## WHAT YOU ARE ASKED TO DO
A verbatim copy of the whole listing is what is needed.

## SUPPLIED RECORDS

+-------+

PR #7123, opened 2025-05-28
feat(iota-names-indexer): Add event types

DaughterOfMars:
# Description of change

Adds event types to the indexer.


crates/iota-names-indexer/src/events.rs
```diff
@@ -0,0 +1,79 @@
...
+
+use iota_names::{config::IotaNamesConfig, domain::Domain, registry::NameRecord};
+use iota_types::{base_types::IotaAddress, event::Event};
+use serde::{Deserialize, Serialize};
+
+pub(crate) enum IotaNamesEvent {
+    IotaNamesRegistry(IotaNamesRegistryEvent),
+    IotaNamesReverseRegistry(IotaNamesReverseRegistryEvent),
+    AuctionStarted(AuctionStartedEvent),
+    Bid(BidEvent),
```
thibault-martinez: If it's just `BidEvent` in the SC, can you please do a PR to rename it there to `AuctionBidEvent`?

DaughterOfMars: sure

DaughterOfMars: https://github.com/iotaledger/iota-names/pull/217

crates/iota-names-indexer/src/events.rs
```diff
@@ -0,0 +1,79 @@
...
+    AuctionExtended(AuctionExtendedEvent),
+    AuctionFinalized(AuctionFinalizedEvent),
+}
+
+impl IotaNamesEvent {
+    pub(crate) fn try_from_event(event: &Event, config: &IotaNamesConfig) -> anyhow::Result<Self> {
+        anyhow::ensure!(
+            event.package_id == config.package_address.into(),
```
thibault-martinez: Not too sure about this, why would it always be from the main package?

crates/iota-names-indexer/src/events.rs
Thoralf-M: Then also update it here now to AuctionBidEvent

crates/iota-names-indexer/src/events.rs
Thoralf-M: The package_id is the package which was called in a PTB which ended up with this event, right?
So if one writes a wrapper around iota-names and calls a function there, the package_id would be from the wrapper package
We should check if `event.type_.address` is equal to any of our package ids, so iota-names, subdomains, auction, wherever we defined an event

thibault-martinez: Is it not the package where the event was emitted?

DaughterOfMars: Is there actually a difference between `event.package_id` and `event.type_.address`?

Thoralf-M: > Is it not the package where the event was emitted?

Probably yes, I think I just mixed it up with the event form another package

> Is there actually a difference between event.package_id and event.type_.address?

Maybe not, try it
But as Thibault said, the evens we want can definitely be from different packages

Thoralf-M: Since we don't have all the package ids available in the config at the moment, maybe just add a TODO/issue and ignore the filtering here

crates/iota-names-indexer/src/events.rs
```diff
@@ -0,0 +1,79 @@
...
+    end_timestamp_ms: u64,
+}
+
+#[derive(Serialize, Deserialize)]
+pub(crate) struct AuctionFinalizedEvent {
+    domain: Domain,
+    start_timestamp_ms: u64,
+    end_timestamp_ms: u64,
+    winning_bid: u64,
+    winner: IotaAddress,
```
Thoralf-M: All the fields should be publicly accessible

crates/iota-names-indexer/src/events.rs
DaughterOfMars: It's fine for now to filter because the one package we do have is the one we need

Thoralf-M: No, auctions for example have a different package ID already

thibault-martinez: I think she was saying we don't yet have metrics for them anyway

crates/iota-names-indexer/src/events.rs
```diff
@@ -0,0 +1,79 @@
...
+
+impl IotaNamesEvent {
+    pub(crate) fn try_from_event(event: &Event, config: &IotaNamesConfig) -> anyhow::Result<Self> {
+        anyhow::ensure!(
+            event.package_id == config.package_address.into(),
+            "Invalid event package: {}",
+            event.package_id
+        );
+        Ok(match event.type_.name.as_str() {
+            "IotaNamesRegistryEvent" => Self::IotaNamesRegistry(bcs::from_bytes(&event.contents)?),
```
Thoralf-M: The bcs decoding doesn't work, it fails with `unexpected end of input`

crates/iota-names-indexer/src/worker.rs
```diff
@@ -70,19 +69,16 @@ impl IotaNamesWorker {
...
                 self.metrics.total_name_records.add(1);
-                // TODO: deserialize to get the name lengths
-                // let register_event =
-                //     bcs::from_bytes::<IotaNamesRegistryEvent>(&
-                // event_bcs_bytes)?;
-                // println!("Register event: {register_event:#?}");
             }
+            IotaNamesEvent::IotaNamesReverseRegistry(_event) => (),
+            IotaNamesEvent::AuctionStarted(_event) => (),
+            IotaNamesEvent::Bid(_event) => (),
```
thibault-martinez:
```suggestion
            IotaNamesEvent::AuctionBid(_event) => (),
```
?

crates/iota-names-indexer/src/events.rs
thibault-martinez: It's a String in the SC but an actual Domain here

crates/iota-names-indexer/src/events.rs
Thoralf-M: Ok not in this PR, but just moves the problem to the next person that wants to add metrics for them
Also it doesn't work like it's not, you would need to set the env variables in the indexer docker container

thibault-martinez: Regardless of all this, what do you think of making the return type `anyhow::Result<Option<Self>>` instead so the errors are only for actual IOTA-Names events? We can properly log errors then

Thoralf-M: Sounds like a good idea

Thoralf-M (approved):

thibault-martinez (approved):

+-------+

## WRITTEN RESPONSE
PR #7123, opened 2025-05-28
feat(iota-names-indexer): Add event types

DaughterOfMars:
# Description of change

Adds event types to the indexer.


crates/iota-names-indexer/src/events.rs
```diff
@@ -0,0 +1,79 @@
...
+
+use iota_names::{config::IotaNamesConfig, domain::Domain, registry::NameRecord};
+use iota_types::{base_types::IotaAddress, event::Event};
+use serde::{Deserialize, Serialize};
+
+pub(crate) enum IotaNamesEvent {
+    IotaNamesRegistry(IotaNamesRegistryEvent),
+    IotaNamesReverseRegistry(IotaNamesReverseRegistryEvent),
+    AuctionStarted(AuctionStartedEvent),
+    Bid(BidEvent),
```
thibault-martinez: If it's just `BidEvent` in the SC, can you please do a PR to rename it there to `AuctionBidEvent`?

DaughterOfMars: sure

DaughterOfMars: https://github.com/iotaledger/iota-names/pull/217

crates/iota-names-indexer/src/events.rs
```diff
@@ -0,0 +1,79 @@
...
+    AuctionExtended(AuctionExtendedEvent),
+    AuctionFinalized(AuctionFinalizedEvent),
+}
+
+impl IotaNamesEvent {
+    pub(crate) fn try_from_event(event: &Event, config: &IotaNamesConfig) -> anyhow::Result<Self> {
+        anyhow::ensure!(
+            event.package_id == config.package_address.into(),
```
thibault-martinez: Not too sure about this, why would it always be from the main package?

crates/iota-names-indexer/src/events.rs
Thoralf-M: Then also update it here now to AuctionBidEvent

crates/iota-names-indexer/src/events.rs
Thoralf-M: The package_id is the package which was called in a PTB which ended up with this event, right?
So if one writes a wrapper around iota-names and calls a function there, the package_id would be from the wrapper package
We should check if `event.type_.address` is equal to any of our package ids, so iota-names, subdomains, auction, wherever we defined an event

thibault-martinez: Is it not the package where the event was emitted?

DaughterOfMars: Is there actually a difference between `event.package_id` and `event.type_.address`?

Thoralf-M: > Is it not the package where the event was emitted?

Probably yes, I think I just mixed it up with the event form another package

> Is there actually a difference between event.package_id and event.type_.address?

Maybe not, try it
But as Thibault said, the evens we want can definitely be from different packages

Thoralf-M: Since we don't have all the package ids available in the config at the moment, maybe just add a TODO/issue and ignore the filtering here

crates/iota-names-indexer/src/events.rs
```diff
@@ -0,0 +1,79 @@
...
+    end_timestamp_ms: u64,
+}
+
+#[derive(Serialize, Deserialize)]
+pub(crate) struct AuctionFinalizedEvent {
+    domain: Domain,
+    start_timestamp_ms: u64,
+    end_timestamp_ms: u64,
+    winning_bid: u64,
+    winner: IotaAddress,
```
Thoralf-M: All the fields should be publicly accessible

crates/iota-names-indexer/src/events.rs
DaughterOfMars: It's fine for now to filter because the one package we do have is the one we need

Thoralf-M: No, auctions for example have a different package ID already

thibault-martinez: I think she was saying we don't yet have metrics for them anyway

crates/iota-names-indexer/src/events.rs
```diff
@@ -0,0 +1,79 @@
...
+
+impl IotaNamesEvent {
+    pub(crate) fn try_from_event(event: &Event, config: &IotaNamesConfig) -> anyhow::Result<Self> {
+        anyhow::ensure!(
+            event.package_id == config.package_address.into(),
+            "Invalid event package: {}",
+            event.package_id
+        );
+        Ok(match event.type_.name.as_str() {
+            "IotaNamesRegistryEvent" => Self::IotaNamesRegistry(bcs::from_bytes(&event.contents)?),
```
Thoralf-M: The bcs decoding doesn't work, it fails with `unexpected end of input`

crates/iota-names-indexer/src/worker.rs
```diff
@@ -70,19 +69,16 @@ impl IotaNamesWorker {
...
                 self.metrics.total_name_records.add(1);
-                // TODO: deserialize to get the name lengths
-                // let register_event =
-                //     bcs::from_bytes::<IotaNamesRegistryEvent>(&
-                // event_bcs_bytes)?;
-                // println!("Register event: {register_event:#?}");
             }
+            IotaNamesEvent::IotaNamesReverseRegistry(_event) => (),
+            IotaNamesEvent::AuctionStarted(_event) => (),
+            IotaNamesEvent::Bid(_event) => (),
```
thibault-martinez:
```suggestion
            IotaNamesEvent::AuctionBid(_event) => (),
```
?

crates/iota-names-indexer/src/events.rs
thibault-martinez: It's a String in the SC but an actual Domain here

crates/iota-names-indexer/src/events.rs
Thoralf-M: Ok not in this PR, but just moves the problem to the next person that wants to add metrics for them
Also it doesn't work like it's not, you would need to set the env variables in the indexer docker container

thibault-martinez: Regardless of all this, what do you think of making the return type `anyhow::Result<Option<Self>>` instead so the errors are only for actual IOTA-Names events? We can properly log errors then

Thoralf-M: Sounds like a good idea

Thoralf-M (approved):

thibault-martinez (approved):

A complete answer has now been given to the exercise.